*** Records shown

PR #538, opened 2019-01-06
fix promotion by avoiding integer division in mse and crossentropy

### LINKED ISSUE #514: Gradient of `mse` is of type Float64 for data of type Float32

KristofferC:
Fixes #514

### DIFF
--- a/test/layers/stateless.jl
+++ b/test/layers/stateless.jl
@@ -49,4 +49,16 @@ const ϵ = 1e-7
   @testset "logitbinarycrossentropy" begin
     @test logitbinarycrossentropy.(logŷ, y) ≈ binarycrossentropy.(σ.(logŷ), y; ϵ=0)
   end
+
+  @testset "no spurious promotions" begin
+    for T in (Float16, Float32, Float64)
+      y = rand(T, 2)
+      ŷ = rand(T, 2)
+      for f in (mse, crossentropy, logitcrossentropy)
+        fwd, back = Flux.Tracker.forward(mse, ŷ, y)
+        @test typeof(fwd) == Flux.Tracker.TrackedReal{T}
+        @test eltype(back(one(T))[1]) == Flux.Tracker.TrackedReal{T}
+      end
+    end
+  end
 end
--- a/src/layers/stateless.jl
+++ b/src/layers/stateless.jl
@@ -2,16 +2,16 @@ using NNlib: logsoftmax, logσ
 
 # Cost functions
 
-mse(ŷ, y) = sum((ŷ .- y).^2)/length(y)
+mse(ŷ, y) = sum((ŷ .- y).^2) * 1 // length(y)
 
 function crossentropy(ŷ::AbstractVecOrMat, y::AbstractVecOrMat; weight = 1)
-  -sum(y .* log.(ŷ) .* weight) / size(y, 2)
+  -sum(y .* log.(ŷ) .* weight) * 1 // size(y, 2)
 end
 
 @deprecate logloss(x, y) crossentropy(x, y)
 
 function logitcrossentropy(logŷ::AbstractVecOrMat, y::AbstractVecOrMat; weight = 1)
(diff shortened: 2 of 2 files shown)


MikeInnes:
Nice trick. Do you know of any downsides to doing things this way?

I think testing this is particularly important given how tempting it's going to be to simplify it.

KristofferC:
> Do you know of any downsides to doing things this way?

Not really. I've run with this PR a bit both on CPU and GPU and it seems to work ok. 

> I think testing this is particularly important given how tempting it's going to be to simplify it.

Agreed, will add some.

KristofferC:
Added tests.

KristofferC:
Wait, this test doesn't test the correct thing!

KristofferC:
It seems there is still spurious promotion when using onehot vectors as input (see the `@test_broken` in last commit.

KristofferC:
That promotion seems to also exist in the forward pass:

```
julia> g(ŷ, y) = sum(ŷ - y)
g (generic function with 1 method)

julia> typeof.((ŷ, y))
(Flux.OneHotVector, Array{Float32,1})

julia> fwd, back = Flux.Tracker.forward(g, ŷ, y);

julia> typeof(fwd)
Flux.Tracker.TrackedReal{Float64}
```

KristofferC:
I added a fix to the onehot promotion issue by mapping the onehot arrays to Bools instead of Float64.

test/layers/stateless.jl
```diff
@@ -49,4 +49,17 @@ const ϵ = 1e-7
   @testset "logitbinarycrossentropy" begin
     @test logitbinarycrossentropy.(logŷ, y) ≈ binarycrossentropy.(σ.(logŷ), y; ϵ=0)
   end
+
+  @testset "no spurious promotions" begin
+    for T in (Float16, Float32, Float64)
+      y = rand(T, 2)
+      for ŷ in (rand(T, 2), Flux.onehot(2, [1, 2]))
+          for f in (mse, crossentropy, logitcrossentropy)
+              fwd, back = Flux.Tracker.forward(mse, ŷ, y)
```
KristofferC: `mse -> f`

KristofferC:
Actually, mapping to `Bool` doesn't work in cases where we do a `log` on the onehot vector (for example in `crossentropy`. The `Bool` will be converted to a `Float64`.

staticfloat:
@MikeInnes is there anything else you're interested in about this?  If not, I'd like to merge this in.

MikeInnes:
The `param` change isn't necessary to fix `crossentropy`, which works fine with a tracked array and a one hot vector as input. The fix is also not ideal since it won't work with in-place gradients. Given that one hot vectors are generally not turned into parameters anyway I suggest just removing that code and we'll merge the basic fix in.

[For some context, the issue with `TrackedArray{<:Integer}` is that gradients may not be integers, which causes problems; hence the conversion to floating point both for one hot vectors and things like `param([1, 2, 3])`.)

KristofferC:
I think I did the changes requested.


> For some context, the issue with TrackedArray{<:Integer} is that gradients may not be integers, which causes problems

We should probably add a test for this problem then since this PR passed even with the new param def.

MikeInnes:
:+1: Thanks!

PR #546, opened 2019-01-10
Support random numbers as constants

ChrisRackauckas:
This adds support for rngs, specifically `rand`, `randn`, and `randexp`, by treating the generated random numbers as constants. The resulting derivative is the strong derivative, i.e. the derivative defined w.r.t. the chosen sequence of random numbers. For example, when looking at geometric Brownian motion (https://en.wikipedia.org/wiki/Geometric_Brownian_motion) and throwing this through the DiffEq SDE solvers, the values that are outputted are the derivatives w.r.t. the parameters of the strong solution of the SDE. This has a number of useful properties for optimization, since adding noise and optimizing the strong solutions has been shown to give robustness to data noise and thus acts as a form of regularization (https://www.sciencedirect.com/science/article/pii/S0025556414000510). Practically, this would let someone inject random numbers into a neural net and the calculated gradient would be the same as though that sequence of random forcings were hard coded into the net.

### DIFF
--- a/src/tracker/lib/real.jl
+++ b/src/tracker/lib/real.jl
@@ -55,14 +55,9 @@ Base.promote_rule(::Type{TrackedReal{S}},::Type{T}) where {S,T} =
 
 using Random
 
-Random.rand(::Type{Flux.Tracker.TrackedReal{T}}) where {T} = convert(Flux.Tracker.TrackedReal{T},rand(T))
-Random.rand(rng::AbstractRNG,::Type{Flux.Tracker.TrackedReal{T}}) where {T} = convert(Flux.Tracker.TrackedReal{T},rand(rng,T))
-
-Random.randn(::Type{Flux.Tracker.TrackedReal{T}}) where {T} = convert(Flux.Tracker.TrackedReal{T},randn(T))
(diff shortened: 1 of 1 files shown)


MikeInnes:
These definitions seem strange to me, can you give an example usage? For example, `rand(::Real)` is not actually defined except for `rand(::Integer)`, which has a very different interpretation from the one you're providing here.

Converting a constant to a tracked real is also semantically redundant, since we also allow constants themselves to act as values with no derivative.

ChrisRackauckas:
I guess `rand(::Real)` isn't needed, but `rand(::Type{<:Real})` is standard.

MikeInnes:
Ok, in that case it seems reasonable to respect the type. I think we only needs the set of `randx(rng, type)` methods then, and we'll get the `randx(type)` method for free.

ChrisRackauckas:
I only added the others since ForwardDiff.jl had them. Maybe @jrevels can comment on that, since https://github.com/JuliaDiff/ForwardDiff.jl/pull/378 should get pruned as well then.

jekbradbury:
There are a number of other ways to differentiate stochastic computations (see https://arxiv.org/abs/1506.05254 for a formalism based on a different one), but I'm not sure what it would look like to let the user choose.

MikeInnes:
My guess is that if you want to do anything other than this, you need something significantly more sophisticated (e.g. a program transform). Might be interesting to look into further though.

PR #550, opened 2019-01-10
modernize documentation

KristofferC:
This modernizes the documentation a bit:

- Use latest Documenter version.
- Check in a Project and Manifest for the docs so we fix the versions there (as recommended by Documenter.jl).
- Use build stages in Travis for docs (as recommended by Documenter.jl)
- Check in the `flux.css` so that local builds also gets styled.
- Fix a vestigial `SGD` entry in the documentation (changed to `Descent`).

### DIFF
--- a/.gitignore
+++ b/.gitignore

******

### Work item
Only the lines from the start of the material through the line bearing "function crossentropy(ŷ::AbstractVecOrMat, y::AbstractVecOrMat;" are needed, restated exactly, with both end lines included.

### Result of the exercise
PR #538, opened 2019-01-06
fix promotion by avoiding integer division in mse and crossentropy

### LINKED ISSUE #514: Gradient of `mse` is of type Float64 for data of type Float32

KristofferC:
Fixes #514

### DIFF
--- a/test/layers/stateless.jl
+++ b/test/layers/stateless.jl
@@ -49,4 +49,16 @@ const ϵ = 1e-7
   @testset "logitbinarycrossentropy" begin
     @test logitbinarycrossentropy.(logŷ, y) ≈ binarycrossentropy.(σ.(logŷ), y; ϵ=0)
   end
+
+  @testset "no spurious promotions" begin
+    for T in (Float16, Float32, Float64)
+      y = rand(T, 2)
+      ŷ = rand(T, 2)
+      for f in (mse, crossentropy, logitcrossentropy)
+        fwd, back = Flux.Tracker.forward(mse, ŷ, y)
+        @test typeof(fwd) == Flux.Tracker.TrackedReal{T}
+        @test eltype(back(one(T))[1]) == Flux.Tracker.TrackedReal{T}
+      end
+    end
+  end
 end
--- a/src/layers/stateless.jl
+++ b/src/layers/stateless.jl
@@ -2,16 +2,16 @@ using NNlib: logsoftmax, logσ
 
 # Cost functions
 
-mse(ŷ, y) = sum((ŷ .- y).^2)/length(y)
+mse(ŷ, y) = sum((ŷ .- y).^2) * 1 // length(y)
 
 function crossentropy(ŷ::AbstractVecOrMat, y::AbstractVecOrMat; weight = 1)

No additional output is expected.